Warning: Irrational Rant Is About To Ensue. Proceed At Your Own Risk. Seriously. Consider Yourself Warned. I'm A Little Crazy Right Now And If You Remotely Like Me, You May Want To Stop Reading.
I know there are people in this world that suffer so much. Sickness, emotional stress, loss…every single day terrible things that happen. I always try to keep the little issues in my life into perspective. Everyone is fighting a battle of some kind and I realize that most are worse than mine. But today…after a week like this week…I just want to scream. I want to scream as loud as I can, as if it would help in some way. Although, the truth is, it would just send me into a coughing fit that would likely last the better half of an hour. So. I won't. But just know, I want to.
Sunday night we started getting sick. Really sick. Influenza sick. The whole family. I won't go into all of the details, but Influenza is not funny. And if you are wondering - yes, we had flu shots.
Our week has included:
- Fevers.
- Coughing and chest discomfort that relates closely to an elephant repeatedly stomping on you. (Oh - and if you are almost 37 weeks pregnant and you are coughing so hard your whole body is behind it - you will have contractions….and you will pee.)
- Difficulty breathing.
- Adverse reaction (Ben) to Tamiflu, an anti-viral drug, that sent him into a severe vomiting day and ended in a face full of broken blood vessels.
- A flu test for me (apparently flu and pregnancy together are a BIG deal, and doctors will scare the sh!t out of you if it happens to you) I didn't know you (well, a doctor) could stick a stick up your nose six inches.
- 16 phone calls with different doctors: general, pediatricians, OBs, you know, all the good ones.
- Rebound fevers for Myles every night, even after full days without.
- A medication list that I am required to take (despite arguing with both my regular doctor and OB about - they insist the drugs are better than me not breathing…really?) that scares the sh!t out of me.
- Worry.
- Constant wonder if it will ever end and if we are all going to make it.
- Counting baby kicks to see if she is doing okay.
- The whole family wearing masks so we don't re-infect each other (extra fun when you are not breathing well anyway).
- Wonderful phone calls and texts from concerned and praying family members.
- Closed front door drop offs of supplies from my caring Mother-in Law.

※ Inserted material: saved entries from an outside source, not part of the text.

Issue #4473, opened 2018-04-03
[PHP]: “Expect [type]” should be “Expected [type] for method [class::method]”


bshaffer:
Related to #3371 and #3331

Errors from `GPBUtil` are a little hard to track down. The error is `Expect int`, where it would be better as `Expected int for method Google\Cloud\StorageClient::getBuckets` (for instance), so as to make these errors easy to debug.

If we use typehints (#3331), we still would want to improve this for primitive types (`string`, `int`, `bool`), unless we decide to make this library only compatible for PHP 7.0 and above.

Issue #3330, opened 2017-07-07
PHP: Second argument to GPBUtil::checkEnum is not used


bshaffer:
The GPBUtil class has a function called [`checkEnum`](https://github.com/google/protobuf/blob/master/php/src/Google/Protobuf/Internal/GPBUtil.php#L8), which is an alias for `checkInt32`.

The generated enum fields [call this function](https://github.com/google/protobuf/blob/12acbc2678073c3439b427be0b713b97e2074bfb/php/src/Google/Protobuf/Internal/MethodOptions.php#L101) and pass in a second argument which is the class name of the enum field, e.g. `MyEnum::class`. 

So either this second field should be used to determine if the enum integer is valid, or it should not be supplied as an argument to `checkEnum`.

TeBoring:
This is implementation detail.

sam0737:
The protoc (v3.6.1) generate setter codes that call GPBUtil::checkEnum($var, \CLASSNAME)
But GPBUtil::checkEnum in the PHP source code is just expecteding 1 input parameter.

Although it works, but it flags as error with static code checker.

I am afraid this is not just implementation detail.

PR #5571, opened 2019-01-12
Php dev merge

TeBoring:


TeBoring:
@bshaffer

TeBoring:
ping @bshaffer

php/src/Google/Protobuf/Internal/DescriptorProto.php
```diff
@@ -307,7 +307,7 @@ public function getOptions()
      * @param \Google\Protobuf\Internal\MessageOptions $var
      * @return $this
      */
-    public function setOptions($var)
+    public function setOptions(\Google\Protobuf\Internal\MessageOptions $var = null)
```
dwsupplee: I'm excited to see this change, but should we consider this breaking? If users pass in anything other than `MessageOptions|null` they will get a different error now than the one provided by `GPBUtil::checkMessage`. 

Assuming we move forward, however, a few thoughts:

- With the typecheck in place, are there any objections to removing the `GPBUtil` check?
- There is a mixture of style in the class, so I understand not being strict about this - but if we are open to the idea, moving the needle towards using relative namespaces instead of absolute would be great :).

TeBoring: What do you mean by relative namespace? Could you give me an example?

dwsupplee: > Currently, whether to throw error or exception for getter/setter/constructor is undefined behavior.

I'm not sure I understand. Without this changeset it is currently possible for users to have code like the following:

So, I am taking Myles's temperature and I lift up his shirt to find…..a RASH. I smiled, took his temperature (98.9), asked him if it itched (yes), and went ballistic over text to Ben. Seriously!??!? Why the hell do we need a rash too???? I need to get ready to have a baby. I need to disinfect this plague from my house before a tiny little baby comes home here. I need to get back to growing a baby, instead of losing weight laying on the couch everyday. WE NEED TO MOVE ON.
Instead, now I needed to call his doctor on this new development and send my husband texts that include every swear word I know. And you know what? Auto-correct won't even LET ME SWEAR. No iPhone… I do NOT want to say DUCKING. Sometimes enough is enough and this is enough for me. I'm done with this. I haven't left the house all week and taking a shower was the biggest accomplishment of my week.
Ben read all of the texts and asked all of the right questions…what can he do? should he come home? what does the rash look like? what is his temp? You know…all of the right things. I read them breathing my shallow breaths (heaven forbid I take a few deep breaths and cause a coughing fit until tomorrow) and continue my freak out. Of course there is nothing he can do. There is nothing any of us can do but wait for this crap to LEAVE my house. His last text though………ticked me off so much…….but only because he was so right……
"We're almost there. Just close your eyes and say a prayer, babe."
So I will. I will. But first…this rant. But I will. And it will get better. Gotta go. My kids are asking when it will be warm enough to swim in the lake. They must not have heard of this Polar Vortex B.S.
Wow Nicole! I can't even imagine what you are gong through. I'm hoping this rant helped. At least you have a wonderful husband who knows the right things to say. Sending loads of healing prayers your way. Hope it helps!